PR #1160, opened 2025-11-29
Support for RAK11310 WisBlock

flol:
This is basically a copy of the `rpi_picow` and `waveshare_rp2040_lora` variants, spiced with some pinouts and voltage divider constants found in https://github.com/RAKWireless/RAK11300-AT-Command-Firmware and https://github.com/beegee-tokyo/SX126x-Arduino (both MIT license).

### DIFF
--- a/variants/rak11310/RAK11310Board.cpp
+++ b/variants/rak11310/RAK11310Board.cpp
@@ -1,0 +1,30 @@
+#include "RAK11310Board.h"
+
+#include <Arduino.h>
+#include <Wire.h>
+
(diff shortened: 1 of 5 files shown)


failMode:
Thanks for this! I've tested the Repeater build on a base unit (RF sheild on the board labeled "RAK11300") - it builds, flashes. boot and works perfectly. I'm happy to test out the other builds if it would assist getting this Pull over the line. In the meantime, I'll keep the Repeater build running to test stability etc.

PR #2008, opened 2026-03-12
Fix RAK4631 SX1262 hardware pin config

weebl2000:
image

image

Confirmed against https://github.com/meshtastic/firmware/blob/develop/variants/nrf52840/rak4631/variant.h#L212 too.

### DIFF
--- a/variants/rak4631/variant.h
+++ b/variants/rak4631/variant.h
@@ -147,7 +147,7 @@ extern "C"
 // LoRa radio module pins for RAK4631
 #define  P_LORA_DIO_1 (47)
 #define  P_LORA_NSS (42)
-#define  P_LORA_RESET (-1)
+#define  P_LORA_RESET (38)
 #define  P_LORA_BUSY (46)
 #define  P_LORA_SCLK (43)
 #define  P_LORA_MISO (45)


MGJ520:
I also noticed this problem. I found it when I was adapting the machine. I don't know why it wasn't added, but I don't have permission to merge.

fschrempf:
FYI: I already provided the same fix weeks ago in this PR: https://github.com/meshcore-dev/MeshCore/pull/1565.

robekl:
Looking through the history, this fix seems justified.

The incorrect reset mapping predates the move into `variants/rak4631/variant.h`: before `f4187242` moved the pin definitions, the older `RAK4631Board.h` history already carried the same effective mismatch as `P_LORA_RESET  RADIOLIB_NC   // 38`, and after the move the board still had `P_LORA_RESET (-1)` alongside the rest of the SX1262 pins (`DIO1=47`, `NSS=42`, `BUSY=46`, `SCLK=43`, `MISO=45`, `MOSI=44`, `SX126X_POWER_EN=37`). I went back through the git history looking for a rationale for leaving reset disconnected and did not find one.

That makes this change look like a correction of a long-standing board-definition error rather than a behavior change. The authoritative RAK4631 datasheet documents SX1262 `NRESET -> P1.06`, and in this BSP `P1.06` maps to digital pin `38`, so changing `P_LORA_RESET` to `38` is consistent with the rest of the already-correct SX1262 pin block.

Authoritative source: https://docs.rakwireless.com/product-categories/wisblock/rak4631/datasheet/

weebl2000:
@liamcottle one-liner

PR #2016, opened 2026-03-13
Add sanity build for LR1110 and SX1276 too

weebl2000:
We had all the arches covered, but [here](https://github.com/jbrazio/MeshCore/pull/2) I noticed that LR1110 not building wasn't being caught. Add builds for both LR1110 and SX1276 chips.


weebl2000:
@liamcottle sanity builds for LR1110 and SX1276 chips so we catch any errors early.

PR #2022, opened 2026-03-14
Increase MAX_FRAME_SIZE by 4 bytes

weebl2000:
When a region is set, transport codes add 4 bytes to the wire format. For longer flood messages (~133+ chars for 14 char username), this pushes 1-hop repeat packets past the logRxRaw() limit of MAX_FRAME_SIZE - 3 (169 bytes). The raw packet gets silently dropped, so the companion app never sees repeats and can't show "heard repeats" for those messages.

Shorter messages and messages without a region set are unaffected because they stay under the limit.

Fix: bump MAX_FRAME_SIZE from 172 to 176 (the size of the transport code field). All frame buffers and size checks reference this constant so nothing else needs to change.

Memory cost is ~1 KB worst case across all queue buffers — negligible on all platforms.

This is the easiest fix for now without dropping region scoped messages by 10-16 bytes at worst.

Confirmed this fixes it for companions. First message is 1 byte over the limit with 173 bytes, second message is at the limit with 172 bytes, third message is after flashing with this fix and stays under 176 byte limit.

image

### DIFF
--- a/src/helpers/BaseSerialInterface.h
+++ b/src/helpers/BaseSerialInterface.h
@@ -2,7 +2,7 @@
 
 #include <Arduino.h>
 
-#define MAX_FRAME_SIZE  172
+#define MAX_FRAME_SIZE  176   // +4 for transport codes (region scoping)
 
 class BaseSerialInterface {
 protected:


weebl2000:
@liamcottle thoughts? We talked about this on Discord 2 weeks ago and this seems to fix the issue without causing any problems.

liamcottle:
> @liamcottle thoughts? We talked about this on Discord 2 weeks ago and this seems to fix the issue without causing any problems.

- Would need to test building it on the more constrained boards we support to make sure the firmware still fits.
- Would need to test that BLE still works on Android/iOS/Windows/Web/Mac across ESP32 and nRF52 to make sure there's no weird issues with BLE MTU being increased. Since this value is passed to the BLE stack as well.

I doubt there will be any issues, and it is indeed a very minimal change, but I'm hesitant to merge without it actually being tested properly due to the wide effect it will have. We already have a bunch of BLE issues, don't wanna introduce more :)

weebl2000:
I've tested on Android 16. Works fine there. Can get my hands on an iPhone later to test if needed.

Magalex2x14:
Hello!
Among the supported devices, are there one or two that cause concern, with the most limited resources?

RikoDEV:
I encountered this issue while implementing the scope in ha-meshcore. When sending a longer message with scope, it was not delivered to the RPT. Now I know, that's just MC firmware issue.

weebl2000:
> I've tested on Android 16. Works fine there. Can get my hands on an iPhone later to test if needed.

Tested on iPhone with latest iOS and it works fine there too.

liamcottle:
Tested and working on the following devices:
- Samsung Galaxy S5, Android 5.0, MeshCore App v1.43.0
- Samsung Galaxy S8, Android 9.0, MeshCore App v1.36.0
- Samsung Galaxy S24, Android 15, MeshCore App v1.44.0
- iPod Touch 6th Gen, iOS 12.5.8, MeshCore App v1.44.0
- Apple iPhone X, iOS 16.7.8, MeshCore App v1.44.0
- Apple iPhone 15, iOS 18.7.7 MeshCore App v1.44.0

PR #2035, opened 2026-03-15
Bugfix: auto-adverts don't support multi-byte prefixes

jourdant:
It was highlighted in the Sydney channel of the MeshCore Australia discord community by 👽 wazmac when a node configured with 2 byte hash mode (path.hash.mode 1 = 2 byte), that automatic adverts were still being sent out as single byte.

I checked out the repeater, room_server and sensor code and found the bug in repeater and room_server. This was already fixed for sensor. In the `MyMesh::loop()` function, sendFlood was not passing the byte path preference. I've submitted minor fixes in this PR.

It's also worth noting this is a latent bug in the `BaseChatMesh` class. companion_radio inherits this base class but overrides with the correct prefs injected, but simple_secure_chat does have this issue. In this case simple_secure_chat doesn't have a preference for path.hash.mode. I have used one of the unused bytes in NodePrefs to store the path_hash_mode and fixed the bug in this class too.

### DIFF
--- a/examples/simple_secure_chat/main.cpp
+++ b/examples/simple_secure_chat/main.cpp
@@ -67,7 +67,8 @@ struct NodePrefs {  // persisted to file
   double node_lat, node_lon;
   float freq;
   int8_t tx_power_dbm;
-  uint8_t unused[3];
+  uint8_t path_hash_mode;
+  uint8_t unused[2];
 };
 
 class MyMesh : public BaseChatMesh, ContactVisitor {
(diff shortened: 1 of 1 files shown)


ripplebiz:
Thanks for surfacing this. I have pushed a change to fix this directly, as there were problems with this PR (compilation errors, and wrong base branch -- should be 'dev').

jourdant:
Apologies on wrong base branch. Thanks for addressing so quickly!

PR #2044, opened 2026-03-16
Bugfix: BaseChatMesh has inconsistent use of multi-byte paths

jourdant:
I submitted another PR (#2035) to fix a bug with auto-adverts not being published with multi-byte paths on repeaters and room servers. My original PR setup was bad, so @ripplebiz applied the patch directly to dev branch instead. 

There was some code left behind in the PR that wasn't merged related to classes inheriting `BaseChatMesh` (Companion, Simple Secure Chat etc). The base function `sendFloodScoped` was defaulting to a single byte path. If this function was not overridden by subclasses, then the behaviour would persist unknowingly into those classes. In this case, only Simple Secure Chat was affected, Companion had overridden the behaviour but had the `path_hash_mode + 1` convention mentioned in 5 places.

This PR introduces a new virtual helper function `getPathHashSize()` in the `BaseChatMesh` class so that all subclasses have to properly implement the multi-byte support. I have updated the subclasses to be in-line with this approach too. Hopefully it prevents any future bugs by obscurity and standardises the implementation for future subclasses too.

I'm open to commentary from community/reviewers on whether this `getPathHashSize()` function makes sense to be in all the firmwares, because there are 7 occurences of the `path_hash_mode + 1` function being used elsewhere. At least building out the helper function reduces the risk of not being consistent across the codebase when future changes happen. Thoughts?

### DIFF
--- a/examples/simple_secure_chat/main.cpp
+++ b/examples/simple_secure_chat/main.cpp
@@ -67,12 +67,15 @@ struct NodePrefs {  // persisted to file
   double node_lat, node_lon;
   float freq;
   int8_t tx_power_dbm;
-  uint8_t unused[3];
+  uint8_t path_hash_mode;
+  uint8_t unused[2];
 };
 
 class MyMesh : public BaseChatMesh, ContactVisitor {
   FILESYSTEM* _fs;
   NodePrefs _prefs;
+
+  uint8_t getPathHashSize() const override { return _prefs.path_hash_mode + 1; }
   uint32_t expected_ack_crc;
   ChannelDetails* _public;
   unsigned long last_msg_sent;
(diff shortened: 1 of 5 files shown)


jourdant:
If there is interest in generalising the helper function across the codebase (IE, for classes that don't use the BaseChatMesh class such as repeater/room/sensor), I can add another commit to this PR to standardise it all.

examples/simple_secure_chat/main.cpp
```diff
@@ -411,7 +414,7 @@ class MyMesh : public BaseChatMesh, ContactVisitor {
       int len = strlen((char *) &temp[5]);
       auto pkt = createGroupDatagram(PAYLOAD_TYPE_GRP_TXT, _public->channel, temp, 5 + len);
       if (pkt) {
-        sendFlood(pkt);
+        sendFlood(pkt, 0, getPathHashSize());
```
ripplebiz: Pretty sure this won't compile. Zero is treated the same as NULL (pointer), so makes for ambiguous method signature. (is a weird quirk of C++)

jourdant: @ripplebiz I had successful builds and the PR build check matrix on my local environment before submitting the PR, all the standard builds worked OK. I can update that to be 0u if you would prefer? that way there's no ambiguity with a nullpointer etc.

jourdant:
@ripplebiz @liamcottle is there anything else I can do to help with this one?

PR #2056, opened 2026-03-17
Fix Heltec V3 LoRa reset pin

robekl:
## Summary
- set P_LORA_RESET to 12 for the Heltec V3 variant
- align the SX1262 reset wiring with Heltec's published V3 board mapping
- leave the rest of the Heltec V3 configuration unchanged

## Why this is the right fix
Heltec's WiFi LoRa 32 V3 pin map and datasheet both document the SX1262 reset line on GPIO12 as LoRa_RST. MeshCore already passes P_LORA_RESET into the Heltec V3 radio Module constructor, so defining that pin as disconnected was inconsistent with the published hardware wiring.

Setting P_LORA_RESET to 12 matches the vendor mapping already used by the closely related Heltec V4 variant and corrects the V3 board definition without changing any other board behavior.

Authoritative sources:
- Heltec WiFi LoRa 32 V3 pin map: https://resource.heltec.cn/download/WiFi_LoRa_32_V3/Wi-Fi_LoRa32_V3.2_Pinmap.png
- Heltec WiFi LoRa 32 V3 datasheet: https://resource.heltec.cn/download/WiFi_LoRa_32_V3/HTIT-WB32LA_V3%28Rev1.1%29.pdf

## Validation
- built Heltec_v3_repeater successfully after the pin correction
- reviewed the repo for other Heltec V3 files that encode the reset pin and did not find additional board-specific references that needed updating

## Testing Firmware


robekl:
Looking through the history, this also seems justified.

The incorrect value was introduced in `c4a2b139` ("moved HeltecV3Board.h to variant folder"), where `variants/heltec_v3/platformio.ini` gained an explicit `P_LORA_RESET=RADIOLIB_NC` while the rest of the SX1262 pin block was already the documented Heltec layout (`DIO1=14`, `NSS=8`, `BUSY=13`, `SCK=9`, `MISO=11`, `MOSI=10`). I checked the subsequent history and did not find any commit or PR discussion explaining why V3 should intentionally ignore a wired reset line.

That makes this PR look like a straightforward board-definition correction. Heltec's published WiFi LoRa 32 V3 pin map and datasheet show `LoRa_RST` on `GPIO12`, and the target code already passes `P_LORA_RESET` into the SX1262 `Module` constructor, so using `12` here is consistent with both the vendor docs and the existing driver wiring.

Authoritative sources:
- https://resource.heltec.cn/download/WiFi_LoRa_32_V3/Wi-Fi_LoRa32_V3.2_Pinmap.png
- https://resource.heltec.cn/download/WiFi_LoRa_32_V3/HTIT-WB32LA_V3%28Rev1.1%29.pdf

PR #2057, opened 2026-03-17
Fix Heltec Tracker LoRa reset pin

robekl:
## Summary
- set P_LORA_RESET to 12 for the Heltec Wireless Tracker variant
- align the SX1262 reset wiring with Heltec's published tracker pin map
- leave the rest of the tracker board definition unchanged

## Why this is the right fix
Heltec's Wireless Tracker documentation shows the SX1262 reset line on GPIO12 as LoRa_RST. MeshCore already passes P_LORA_RESET into the Heltec Tracker radio Module constructor, so leaving this variant at RADIOLIB_NC treated a documented hardware reset line as disconnected.

Setting P_LORA_RESET to 12 brings the tracker variant in line with the published board wiring instead of introducing any new board behavior.

Authoritative source:
- Heltec Wireless Tracker datasheet: https://resource.heltec.cn/download/Wireless_Tracker/Wireless_Tacker1.1/HTIT-Tracker_V0.5.pdf

## Validation
- built Heltec_Wireless_Tracker_repeater successfully after the pin correction
- reviewed the tracker variant for related board-specific pin references and did not find any additional LoRa reset definitions to update

## Testing Firmware


robekl:
Looking through the history, this fix also seems justified.

The mismatch entered the tree in `5b7d7386` ("fix building issues with heltec wireless paper and heltec tracker"), which set `P_LORA_RESET=RADIOLIB_NC` in `variants/heltec_tracker/platformio.ini`. I reviewed the later history and did not find any explanation for why the tracker variant should leave SX1262 reset disconnected even though the target code passes `P_LORA_RESET` straight into the radio `Module` constructor.

So this looks like the same class of board-definition bug as the Heltec V3 issue rather than a deliberate behavior choice. Heltec's tracker documentation shows `LoRa_RST` on `GPIO12`, so changing the variant to use `12` is consistent with the vendor pin map and the way the radio is already instantiated in the code.

Authoritative source:
- https://resource.heltec.cn/download/Wireless_Tracker/Wireless_Tacker1.1/HTIT-Tracker_V0.5.pdf

PR #2058, opened 2026-03-17
Fix Heltec Tracker GPS pin mapping

robekl:
## Summary
- map Heltec Tracker GPS reset to GPIO35
- expose the documented PPS line on GPIO36
- stop advertising a separate GPS enable pin that is not documented for this board

## Why this is the right fix
Heltec's Wireless Tracker documentation identifies GPIO35 as GNSS_RST and GPIO36 as PPS. The current variant defined GPIO35 as PIN_GPS_EN and GPIO36 as PIN_GPS_RESET, which inverted the documented control lines and omitted the PPS signal entirely.

This change moves PIN_GPS_RESET to 35, adds PIN_GPS_PPS on 36, and removes the undocumented dedicated GPS enable pin from the variant. That keeps the board definition aligned with the vendor pin map and matches how this target already shares peripheral power through PIN_VEXT_EN.

Authoritative source:
- Heltec Wireless Tracker datasheet: https://resource.heltec.cn/download/Wireless_Tracker/Wireless_Tacker1.1/HTIT-Tracker_V0.5.pdf

## Validation
- built Heltec_Wireless_Tracker_repeater successfully after the pin-map correction
- reviewed the target code that constructs the MicroNMEALocationProvider so the updated mapping and comments stay consistent

## Testing Firmware


robekl:
Looking through the history, this one also appears justified.

The incorrect GPS control mapping was introduced in `59d9770a` ("Add GPS support Heltec Wireless Tracker v1.x"). That commit set `PIN_GPS_EN=35`, `PIN_GPS_RESET=36`, and added the matching comment in `variants/heltec_tracker/target.cpp` describing GPIO35 as enable and GPIO36 as reset. I went back through the later history and did not find any follow-up discussion or correction that would justify treating those pins that way.

What makes this a strong fix is that the same commit appears to have simply misread the Heltec board docs: the official tracker pinout labels `GPIO35` as `GNSS_RST` and `GPIO36` as `PPS`. So this PR is not changing established intended behavior so much as correcting the original board-definition interpretation and exposing the documented PPS line that was previously omitted.

Authoritative source:
- https://resource.heltec.cn/download/Wireless_Tracker/Wireless_Tacker1.1/HTIT-Tracker_V0.5.pdf

PR #2065, opened 2026-03-17
Fix T1000-E sensor power pin mapping

robekl:
## Summary
- stop treating T1000-E `P0.04` as a sensor power-enable output
- remove the extra `SENSOR_EN` rail toggle from the T1000-E sensor path
- keep sensor power control on the documented `PIN_3V3_EN` / `P1.06` rail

- [Problem to work on]: Return exactly, and only, the lines above starting at the line that contains "Bugfix: auto-adverts don't" and ending at the line that contains "It was highlighted".

- [Solution for this exercise]:
Bugfix: auto-adverts don't support multi-byte prefixes

jourdant:
It was highlighted in the Sydney channel of the MeshCore Australia discord community by 👽 wazmac when a node configured with 2 byte hash mode (path.hash.mode 1 = 2 byte), that automatic adverts were still being sent out as single byte.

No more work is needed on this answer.